Anoche y contra ¿todo pronóstico?, no estoy segura de esto, pero sí contra mi preferencia política, Sánchez ganó las primarias (más bien la elección directa por la militancia) para volver a ser el Secretario General del Partido Socialista Obrero Español. La victoria fue rotunda e incontestable, no andaré aquí especulando con algo que es claro y meridiano, Susana Díaz solo ganó en Andalucía y la diferencia no fue suficiente para ganar, fin.

No hay duda de que el relato de que Sánchez fue una víctima de los malvados (y fachas) barones, que no querían dejarle encabezar un gobierno de progreso que nos evitara tener que soportar al corrupto PP cuatro años más, es mucho más fácil de asumir para un electorado de izquierdas harto de perder elecciones que la realidad de que tras dos elecciones en 6 meses el PSOE de Sánchez había cosechado dos derrotas históricas bajando a 89 y 84 diputados consecutivamente, alejándonos de la posibilidad, ya no de gobernar, sino de incidir siquiera mínimamente en el Gobierno.

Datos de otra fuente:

Issue #322, opened 2022-01-26
move PodGroupLabel to pkg/apis


zw0610:
`PodGroupLabel` (`"pod-group.scheduling.sigs.k8s.io"`) is exposed to users: https://github.com/kubernetes-sigs/scheduler-plugins/blob/master/pkg/coscheduling/README.md?plain=1#L111

It would be better to PodGroupLabel under pkg/apis.

PR #323, opened 2022-01-27
move PodGroup label to pkg/api

denkensk:
Recently we are trying to integrate the coscheduling with [training-operator](https://github.com/kubeflow/training-operator).
https://github.com/kubeflow/training-operator/issues/1518
https://github.com/kubeflow/training-operator/pull/1526
https://github.com/kubeflow/common/pull/185

It's better to move PodGroup label to pkg/api for other projects to import. 

Fix https://github.com/kubernetes-sigs/scheduler-plugins/issues/322


pkg/apis/scheduling/v1alpha1/types.go
```diff
@@ -107,6 +107,9 @@ const (
 
 	// PodGroupFailed means at least one of `spec.minMember` pods is failed.
 	PodGroupFailed PodGroupPhase = "Failed"
+
+	// PodGroupLabel is the default label of coscheduling
+	PodGroupLabel = "pod-group.scheduling.sigs.k8s.io"
```
Huang-Wei, line 112: Maybe reuse the literal defined in https://github.com/kubernetes-sigs/scheduler-plugins/blob/ec632c3d7e04b7b372f9a6f4338b0dbc53ef3d46/pkg/apis/scheduling/register.go#L21?

denkensk: Sg thanks.
Done

Huang-Wei:
/lgtm

Thanks @denkensk .

PR #326, opened 2022-02-01
enhancement: improve the helm chart implementation to configure multi plugins

### LINKED ISSUE #321: How to add a new scheduler profile
Hi,
is it possible to add documentation on how to add new scheduler, scheduler profile and integrate it into the deployment with Helm?
When I look at `manifests` folder, I see that every profile has a folder with at least a `scheduler-config.yaml`, but I don't understand how and where to customize the various charts so that I can include my scheduler plugin in the build+deploy pipeline.
Also, my scheduler plugin pod needs a sidecar container and I would also provide a `deploy.yaml`, which I guess should go in `manifests/the-new-plugin` folder along with the `scheduler-config.yaml`.
Any help is appreciated.

Thanks

helayoty:
In this PR:
- Give users the ability to configure to enable plugins as a list.
- Give users the ability to configure to set list of plugins args.
Fixes #321

### DIFF
--- a/manifests/install/charts/as-a-second-scheduler/Chart.yaml
+++ b/manifests/install/charts/as-a-second-scheduler/Chart.yaml
@@ -15,9 +15,9 @@ type: application
 # This is the chart version. This version number should be incremented each time you make changes
 # to the chart and its templates, including the app version.
 # Versions are expected to follow Semantic Versioning (https://semver.org/)
-version: 0.21.6
+version: 0.22.6
 
 # This is the version number of the application being deployed. This version number should be
 # incremented each time you make changes to the application. Versions are not expected to
 # follow Semantic Versioning. They should reflect the version the application is using.
-appVersion: 0.21.6
+appVersion: 0.22.6
--- a/manifests/install/charts/as-a-second-scheduler/templates/configmap.yaml
+++ b/manifests/install/charts/as-a-second-scheduler/templates/configmap.yaml
@@ -1,3 +1,4 @@
+{{- if .Values.plugins.enabled }}
 apiVersion: v1
 kind: ConfigMap
 metadata:
@@ -5,35 +6,43 @@ metadata:
   namespace: {{ .Values.scheduler.namespace }}
 data:
   scheduler-config.yaml: |
-    apiVersion: kubescheduler.config.k8s.io/v1beta1
+    apiVersion: kubescheduler.config.k8s.io/v1beta2
     kind: KubeSchedulerConfiguration
     leaderElection:
       leaderElect: false
     profiles:
+    # Compose all plugins in one profile
     - schedulerName: scheduler-plugins-scheduler
       plugins:
+      # Ensure only the first queueSort plugin is rendered.
+
+ {{- $enabledPlugins := .Values.plugins.enabled -}}
+
+  {{- if and (.Values.global.queueSort) (has (index .Values.global.queueSort 0) $enabledPlugins) }}
         queueSort:
           enabled:
-          - name: Coscheduling
+          - name: {{ index .Values.global.queueSort 0 }}
           disabled:
           - name: "*"
-        preFilter:
+  {{- end }}
+   
+    {{- $hasExtension := true -}}
+    
+      {{- range $extension, $plugins := .Values.global.extensions }}
+       {{- $hasExtension = true -}}
+           {{- range $plugins }}
+             {{- if and $hasExtension (has . $enabledPlugins) }}
+        {{ $extension }}:
           enabled:
-          - name: Coscheduling
-        postFilter:
-          enabled:
-          - name: Coscheduling
-        permit:
-          enabled:
-          - name: Coscheduling
-        reserve:
-          enabled:
-          - name: Coscheduling
-        postBind:
-          enabled:
-          - name: Coscheduling
-      pluginConfig:
-      - name: Coscheduling
-        args:
-          permitWaitingTimeSeconds: 10
-          deniedPGExpirationTimeSeconds: 3
+           {{- $hasExtension = false -}}
+              {{- end}}
+            {{- if has . $enabledPlugins }}
+           - name: {{ title . }} 
+            {{- end}}
+         
+        {{- end }}
+      {{- end }}
+
+ {{- end }}
+
+  {{- /* TODO: wire CRD installation with enabled plugins. */}}
--- a/manifests/install/charts/as-a-second-scheduler/templates/rbac.yaml
+++ b/manifests/install/charts/as-a-second-scheduler/templates/rbac.yaml
@@ -3,6 +3,9 @@ kind: ClusterRole
 metadata:
   name: scheduler-plugins-scheduler
 rules:
+- apiGroups: [""]
+  resources: ["namespaces"]
+  verbs: ["get", "list", "watch"]
 - apiGroups: ["", "events.k8s.io"]
   resources: ["events"]
   verbs: ["create", "patch", "update"]
@@ -22,10 +25,10 @@ rules:
   verbs: ["get", "update"]
 - apiGroups: [""]
   resources: ["nodes"]
-  verbs: ["get", "list", "watch"]
+  verbs: ["get", "list", "watch", "patch"]
 - apiGroups: [""]
   resources: ["pods"]
-  verbs: ["delete", "get", "list", "watch"]
+  verbs: ["delete", "get", "list", "watch", "update"]
 - apiGroups: [""]
   resources: ["bindings", "pods/binding"]
   verbs: ["create"]
@@ -54,8 +57,12 @@ rules:
   resources: ["subjectaccessreviews"]
   verbs: ["create"]
 - apiGroups: ["storage.k8s.io"]
-  resources: ["csinodes", "storageclasses"]
+  resources: ["csinodes", "storageclasses" , "csidrivers" , "csistoragecapacities"]
   verbs: ["get", "list", "watch"]
+- apiGroups: ["topology.node.k8s.io"]
+  resources: ["noderesourcetopologies"]
+  verbs: ["*"]
+# resources need to be updated with the scheduler plugins used
 - apiGroups: ["scheduling.sigs.k8s.io"]
   resources: ["podgroups", "elasticquotas"]
   verbs: ["get", "list", "watch", "create", "delete", "update", "patch"]
@@ -81,6 +88,13 @@ rules:
 - apiGroups: [""]
   resources: ["pods"]
   verbs: ["get", "list", "watch"]
+- apiGroups: [""]
+  resources: ["nodes"]
+  verbs: ["get", "list", "watch", "patch"]
+- apiGroups: ["topology.node.k8s.io"]
+  resources: ["noderesourcetopologies"]
+  verbs: ["*"]
+# resources need to be updated with the scheduler plugins used
 - apiGroups: ["scheduling.sigs.k8s.io"]
   resources: ["podgroups", "elasticquotas"]
   verbs: ["get", "list", "watch", "create", "delete", "update", "patch"]
@@ -114,4 +128,3 @@ subjects:
 - kind: ServiceAccount
   name: {{ .Values.controller.name }}
   namespace: {{ .Values.controller.namespace }}
-
--- a/manifests/install/charts/as-a-second-scheduler/values.yaml
+++ b/manifests/install/charts/as-a-second-scheduler/values.yaml
@@ -1,15 +1,35 @@
+
 # Default values for scheduler-plugins-as-a-second-scheduler.
 # This is a YAML-formatted file.
 # Declare variables to be passed into your templates.
 
 scheduler:
   name: scheduler-plugins-scheduler
-  image: k8s.gcr.io/scheduler-plugins/kube-scheduler:v0.21.6
+  image: k8s.gcr.io/scheduler-plugins/kube-scheduler:v0.22.6
   namespace: scheduler-plugins
   replicaCount: 1
 
 controller:
   name: scheduler-plugins-controller
-  image: k8s.gcr.io/scheduler-plugins/controller:v0.21.6
+  image: k8s.gcr.io/scheduler-plugins/controller:v0.22.6
   namespace: scheduler-plugins
   replicaCount: 1
+
+# LoadVariationRiskBalancing and TargetLoadPacking are not enabled by default
+# as they need extra RBAC privileges on metrics.k8s.io.
+
+plugins:
+  enabled: ["Coscheduling","CapacityScheduling","NodeResourceTopologyMatch", "NodeResourcesAllocatable"]
+
+global:  
+   # queueSort is not indented under extensions 
+   # as it needs to be globally enabled once. 
+  queueSort: ["Coscheduling"]
+  extensions: 
+    preFilter: ["Coscheduling", "CapacityScheduling"] 
+    filter: ["NodeResourceTopologyMatch"] 
+    postFilter: ["Coscheduling", "CapacityScheduling"] 
+    score: ["NodeResourceTopologyMatch", "NodeResourcesAllocatable"] 
+    permit: ["Coscheduling"] 
+    reserve: ["Coscheduling", "CapacityScheduling"] 
+    postBind: ["Coscheduling"]
--- a/manifests/install/charts/as-a-second-scheduler/templates/deployment.yaml
+++ b/manifests/install/charts/as-a-second-scheduler/templates/deployment.yaml
@@ -45,7 +45,6 @@ spec:
         - --address=0.0.0.0
         - --leader-elect=false
         - --config=/etc/kubernetes/scheduler-config.yaml
-        - --scheduler-name=scheduler-plugins-scheduler
         image: {{ .Values.scheduler.image }}
         livenessProbe:
           httpGet:


manifests/install/charts/as-a-second-scheduler/templates/rbac.yaml
```diff
@@ -54,10 +57,21 @@ rules:
...
   verbs: ["create"]
 - apiGroups: ["storage.k8s.io"]
-  resources: ["csinodes", "storageclasses"]
+  resources: ["*"]
   verbs: ["get", "list", "watch"]
+# resources need to be updated with the scheduler plugins used
 - apiGroups: ["scheduling.sigs.k8s.io"]
-  resources: ["podgroups", "elasticquotas"]
+  resources: [
+  {{- if .Values.podgroups.enable }}
```
Huang-Wei, line 65: we may define some sub-fields under scheduler plugin name in values.yaml to indicate which CRDs are associated.

manifests/install/charts/as-a-second-scheduler/templates/rbac.yaml
```diff
@@ -54,10 +57,21 @@ rules:
   resources: ["subjectaccessreviews"]
   verbs: ["create"]
 - apiGroups: ["storage.k8s.io"]
-  resources: ["csinodes", "storageclasses"]
+  resources: ["*"]
```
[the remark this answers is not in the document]
helayoty: I'm getting exceptions related to not being able to access `csistoragecapacities`, `csidrivers`. Let me add them only instead.

manifests/install/charts/as-a-second-scheduler/templates/rbac.yaml
```diff
@@ -3,6 +3,9 @@ kind: ClusterRole
 metadata:
   name: scheduler-plugins-scheduler
 rules:
+- apiGroups: [""]
+  resources: ["namespaces", "configmaps"]
+  verbs: ["get", "list", "watch"]
```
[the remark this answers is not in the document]
helayoty: removed

manifests/install/charts/as-a-second-scheduler/templates/configmap.yaml
```diff
@@ -10,13 +10,10 @@ data:
     leaderElection:
       leaderElect: false
     profiles:
-    - schedulerName: scheduler-plugins-scheduler
+    # user can add as many profiles here. Adding two profiles as an example
+{{- if .Values.podgroups.enable}}
+    - schedulerName: Coscheduling-plugins-scheduler
```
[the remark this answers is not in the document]
helayoty: Because we will have multiple profiles, we need to have different name for each one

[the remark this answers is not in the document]
Huang-Wei: how about give this option to the user? like `--set profiles.prof1.plugins="PluginX,PluginY" profiles.prof2.plugins="PluginA" ...`

manifests/install/charts/as-a-second-scheduler/templates/configmap.yaml
```diff
@@ -10,13 +10,11 @@ data:
     leaderElection:
       leaderElect: false
     profiles:
-    - schedulerName: scheduler-plugins-scheduler
+    - schedulerName: default-scheduler
```
Huang-Wei, line 13: Note that `- schedulerName: default-scheduler` is not compatible with a secondary scheduler configuration as the default scheduler is also running out there.

manifests/install/charts/as-a-second-scheduler/templates/configmap.yaml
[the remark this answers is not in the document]
helayoty: If you would like to give the user the ability to customize names, user has to pass the whole object -profile -

We can do that later once we upgrade to `v1.23` which profile only contains the name of scheulder

manifests/capacityscheduling/crd.yaml
```diff
@@ -1,4 +1,5 @@
 
+{{- if has "capacityScheduling" .Values.plugins.enable}}
```
Huang-Wei, line 2: I think this will fail at https://github.com/kubernetes-sigs/scheduler-plugins/blob/master/hack/verify-crdgen.sh.

Can we find another way to keep this yaml intact?

helayoty: It will work if I removed it but the crd will be deployed even we don't explicitly add it to the enable list. what do you think?

manifests/install/charts/as-a-second-scheduler/templates/configmap.yaml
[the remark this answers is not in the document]
helayoty: As we agreed, we will take care of this later.

manifests/install/charts/as-a-second-scheduler/templates/configmap.yaml
```diff
@@ -10,13 +10,10 @@ data:
...
-    - schedulerName: scheduler-plugins-scheduler
+    # user can add as many profiles here. Adding two profiles as an example
+{{- if has "coscheduling" .Values.plugins.enable}}
+    - schedulerName: Coscheduling-plugins-scheduler
       plugins:
-        queueSort:
-          enabled:
-          - name: Coscheduling
-          disabled:
-          - name: "*"
```
Huang-Wei, line 19: These are needed for `Coscheduling`.

manifests/install/charts/as-a-second-scheduler/templates/configmap.yaml
```diff
@@ -10,13 +10,10 @@ data:
     leaderElection:
       leaderElect: false
     profiles:
-    - schedulerName: scheduler-plugins-scheduler
+    # user can add as many profiles here. Adding two profiles as an example
+{{- if has "coscheduling" .Values.plugins.enable}}
+    - schedulerName: Coscheduling-plugins-scheduler
```
Huang-Wei, line 15: I'd suggest starting with a one-profile to include all plugins:

```yaml
- schedulerName: scheduler-plugins-scheduler
```

and just inject the Helm if directives around the particular plugins.

Otherwise, the test pod has to specify its `schedulerName` differently.

manifests/install/charts/as-a-second-scheduler/values.yaml
```diff
@@ -8,6 +8,10 @@ scheduler:
   namespace: scheduler-plugins
   replicaCount: 1
 
+plugins:
+    enable: [ "coscheduling", "capacityScheduling"]
+    resources: [ "podgroups", "elasticquotas" ]
```
Huang-Wei, line 13: let's keep it 2 spaces instead of 4.

manifests/capacityscheduling/crd.yaml
Huang-Wei: Given these crds serve multiple purposes. I think removing the helm directives outweigh the benefits it brings in. So yes, I'm fine with registering the CRDs even if the corresponding plugin is not enabled.

manifests/install/charts/as-a-second-scheduler/templates/configmap.yaml
```diff
@@ -10,8 +10,10 @@ data:
     leaderElection:
       leaderElect: false
     profiles:
+    # user can add as many profiles here. Adding two profiles as an example
```
Huang-Wei, line 13: The current templating needs some improvement. I played with Golang/Helm templating a bit, here is my suggestion:

```yaml
---
plugins:
{{- /* Ensure only the first queueSort plugin is rendered. */}}
{{- /* Note: the trick is b/c no "break" support in Go templating. */}}

{{- $queueSortFound := false }}
{{- range $p := .Values.plugins }}
{{- if and (has (title $p) $.Values.queueSort) (not $queueSortFound) }}
{{- $queueSortFound =  true }}
queueSort:
  enabled:
  - name: {{ title $p }}
  disabled:
  - name: "*"
{{- end }}
{{- end }}

{{- range $extension, $plugins := .Values.extensions }}
{{- $pluginFound := false }}
  {{- range $p := $.Values.plugins }}
  {{- if has (title $p) $plugins }}
{{- if not $pluginFound }}
{{ $extension }}:
  enabled:
{{- end }}
  - name: {{ title $p }}
  {{- $pluginFound = true }}
  {{- end }}
  {{- end }}
{{- end }}

{{- /* TODO: support pluginConfig. */}}
{{- /* TODO: tire CRD installation with enabled plugins. */}}
```

And the `values.yaml` can be like this:

```yaml
---
plugins: [""]

# queueSort is not indented under extensions
# as it needs to be globally enabled once.
queueSort: ["Coscheduling"]

extensions:
  preFilter: ["Coscheduling", "CapacityScheduling"]
  filter: ["NodeResourceTopologyMatch"]
  postFilter: ["Coscheduling", "CapacityScheduling", "PreemptionToleration"]
  score: ["NodeResourceTopologyMatch", "LoadVariationRiskBalancing", "TargetLoadPacking", "NodeResourcesAllocatable"]
  permit: ["Coscheduling"]
  reserve: ["Coscheduling", "CapacityScheduling"]
  postBind: ["Coscheduling"]
```

manifests/install/charts/as-a-second-scheduler/templates/rbac.yaml
```diff
@@ -54,10 +54,15 @@ rules:
...
-  resources: ["csinodes", "storageclasses"]
+  resources: ["csinodes", "storageclasses" , "csidrivers" , "csistoragecapacities"]
   verbs: ["get", "list", "watch"]
+# resources need to be updated with the scheduler plugins used
 - apiGroups: ["scheduling.sigs.k8s.io"]
-  resources: ["podgroups", "elasticquotas"]
+  resources: [
+    {{- range .Values.plugins.resources }}
+    "{{.}}",
+    {{- end}}
```
Huang-Wei, line 64: let's hard code the CRDs for now.

manifests/install/charts/as-a-second-scheduler/values.yaml
```diff
@@ -8,6 +8,10 @@ scheduler:
   namespace: scheduler-plugins
   replicaCount: 1
 
+plugins:
```
Huang-Wei, line 11: See my previous comment for a updated values.yaml.

manifests/install/charts/as-a-second-scheduler/Chart.yaml
```diff
@@ -15,7 +15,7 @@ type: application
 # This is the chart version. This version number should be incremented each time you make changes
 # to the chart and its templates, including the app version.
 # Versions are expected to follow Semantic Versioning (https://semver.org/)
-version: 0.21.6
+version: 0.21.7
```
Huang-Wei, line 18: Can we make it 0.21.6-1? (indicating the scheduler image isn't bumped). Also change appVersion to 0.21.6-1?

manifests/install/charts/as-a-second-scheduler/templates/configmap.yaml
```diff
@@ -9,31 +9,39 @@ data:
     kind: KubeSchedulerConfiguration
     leaderElection:
       leaderElect: false
+    clientConnection:
+        kubeconfig: "/etc/kubernetes/scheduler.conf"
     profiles:
+    # user can add as many profiles here. Adding two profiles as an example
```
Huang-Wei, line 15: Let's just remove this line of comments, or just say:

```
Compose all plugins in one profile.
```

manifests/install/charts/as-a-second-scheduler/templates/configmap.yaml
```diff
@@ -9,31 +9,39 @@ data:
...
     - schedulerName: scheduler-plugins-scheduler
       plugins:
+      # Ensure only the first queueSort plugin is rendered.
+
+  {{- if gt (len $.Values.queueSort) 0 }}
```
Huang-Wei, line 20: Wait a second... Does that mean the user has to provide a full values.yaml to override the defaults?

It's a good UX, right? I'd pursue that the user just provides a plugin list, and optionally extra plugin configs. WDYT?

manifests/install/charts/as-a-second-scheduler/templates/rbac.yaml
```diff
@@ -81,10 +85,64 @@ rules:
...
+  verbs: ["*"]
+# resources need to be updated with the scheduler plugins used
 - apiGroups: ["scheduling.sigs.k8s.io"]
   resources: ["podgroups", "elasticquotas"]
   verbs: ["get", "list", "watch", "create", "delete", "update", "patch"]
 ---
+apiVersion: rbac.authorization.k8s.io/v1
+kind: ClusterRoleBinding
+metadata:
+  name: topo-aware-scheduler-as-kube-scheduler
```
Huang-Wei, line 102: Why we need to treat NodeResourceTopology separately?

manifests/install/charts/as-a-second-scheduler/templates/configmap.yaml
```diff
@@ -9,31 +9,39 @@ data:
...
-          permitWaitingTimeSeconds: 10
-          deniedPGExpirationTimeSeconds: 3
+      {{- range $index, $config := .Values.pluginsConfig }}
+        - name: {{ $config.name }}
+          args: 
+           {{- toYaml $config.args | nindent 12 }}
+      {{- end }}
+  {{- end}}
+
+  {{- /* TODO: tire CRD installation with enabled plugins. */}}
```
Huang-Wei, line 47: I made a typo... tire -> wire.

manifests/install/charts/as-a-second-scheduler/templates/configmap.yaml
helayoty: That means that if the user specifies a value in the array(queueSort and rest of extensions apart), it will be applied, otherwise, the default will be used. So the user doesn't have to provide all values in the `values.yaml`

manifests/install/charts/as-a-second-scheduler/templates/rbac.yaml
helayoty: I wanted to indicate that this binding is only used for the `NodeResourceTopology`, otherwise, it can be removed

manifests/install/charts/as-a-second-scheduler/templates/configmap.yaml
Huang-Wei: If a user wants to enable `CapacityScheduling` **only**, what's the Helm command to achieve that?

helayoty: Yes, by running the following:

`helm install scheduler-plugins ./as-a-second-scheduler/ --set extensions.preFilter={"CapacityScheduling"} --set extensions.postFilter={"CapacityScheduling"} --set extensions.reserve={"CapacityScheduling"} --set queueSort=null --set extensions.filter=null --set extensions.score=null --set extensions.permit=null --set extensions.postBind=null`

Huang-Wei: I'm afraid this is a bit verbose... Can we just provide a "plugins" option to make it oriented to users? End-user is better not aware of the extensions settings:

- plugins.enabled="CapacityScheduling" - this should be all the user needs to provide
- (optionally) plugins.disabled="<any default plugins>" - user can also disable plugins enabled by default in the vanilla scheduler

helayoty: > I'm afraid this is a bit verbose... Can we just provide a "plugins" option to make it oriented to users? End-user is better not aware of the extensions settings:
> 
> * plugins.enabled="CapacityScheduling" - this should be all the user needs to provide
> * (optionally) plugins.disabled="" - user can also disable plugins enabled by default in the vanilla scheduler

Alright, now the user can set only one variable `plugins.enabled` :

`helm install scheduler-plugins ./as-a-second-scheduler/ --set "plugins.enabled={"Coscheduling","CapacityScheduling","NodeResourceTopologyMatch","LoadVariationRiskBalancing","TargetLoadPacking","NodeResourcesAllocatable"}"`

Huang-Wei: Kudos! Thanks for the efforts!

manifests/install/charts/as-a-second-scheduler/templates/rbac.yaml
Huang-Wei: Could you please try remove it? I don't think `NodeResourceTopology` needs a dedicated RBAC setting.

Huang-Wei (commented):
Some final nits.

Per our offline talk, the lack of support on deriving kubeConfig imposed extra burden of crafting a helm chart. Let's wait for a v0.22.6 image to be out and thus we can eliminate kubeConfigPath from the pluginConfig, which is tracked in https://github.com/kubernetes-sigs/scheduler-plugins/issues/330.

Huang-Wei:
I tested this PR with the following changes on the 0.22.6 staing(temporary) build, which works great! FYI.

No hay duda de que dejar a un candidato hacer campaña durante 6 meses atacando a todos los compañeros, líderes regionales y presidentes de sus Comunidades Autónomas que no le apoyaron, acusándoles de estar al servicio de la derecha, sin rebatir esta falacia, con argumentos y con hechos, incluidos expedientes disciplinarios por insultos graves del candidato y de su equipo de campaña, en lugar de pacificar las cosas ha conseguido dar impunidad a un bando, la sensación de que se podía hacer de todo, y se ha hecho, para divertimento de los que disfrutan con el sufrimiento del PSOE.

Pero todo esto es llorar sobre la leche derramada ¿y si se hubiera hecho el Congreso en febrero? ¿y si se hubiera obligado a dimitir a Sánchez el 20 de diciembre cuando se la pegó la primera vez y presumió de haber hecho historia? ¿y si se hubiera cerrado el censo el día que se conformó la Gestora y así no habría habido desembarco de gente que solo venía en busca de venganza? ¿Y sí…?

El hecho es que hoy, Sánchez es el ganador y que el 39 Congreso Federal Ordinario del PSOE, le ratificará como Secretario General, otra vez, en tres semanas. Habrá antes  congresillos, elección de delegados, enmiendas a la Ponencia Marco… pero nada cambia el hecho de que volverá a ser el líder del PSOE aquel que nos ha traído hasta aquí y a mí, me aterra, para qué os voy a mentir.

Hoy, algún analista político me aseguraba que esto podía ser una oportunidad para el PSOE, que si Pedro era generoso y trataba de unificar al PSOE, si salía en defensa de Susana porque así se defiende el poder en Andalucía sin el que será imposible llegar a la Moncloa, si era generoso en la victoria, el PSOE podría crecer a costa de Podemos y de un PP acosado por los procesos judiciales por su más que probada corrupción.

Al mismo tiempo, una de las sanchistas que suenan para ser la Portavoz del PSOE en el Congreso exigía a los líderes regionales que pidieran perdón por haber optado por otra candidata en un proceso democrático interno, dejando muy claro que esto de la generosidad, la integración y el PSOE unido es solo para la foto y el titular periodístico. Y que el nuevo comienzo es más bien una continuación de la sesión anterior de liderazgo de Sánchez.

En mí caso, como sigo suspendida de militancia hasta el 29 de junio y no tengo relación laboral con el PSOE, no notaré cambio alguno en mi situación hasta el día 30 que vuelva a ser militante con plenos derechos y para eso falta mes y pico, que en política es una eternidad, ya veremos qué pasa. Quitando los ataques, insultos, amenazas y sugerencias de que me vaya a … <—póngase aquí su fórmula de mandar a uno a escardar cebollinos que más le plazca, no he notado que haya comenzado nada, salvo, tal vez, que ha vuelto el abrazo del oso de Podemos, quizás al olor de la sangre fresca.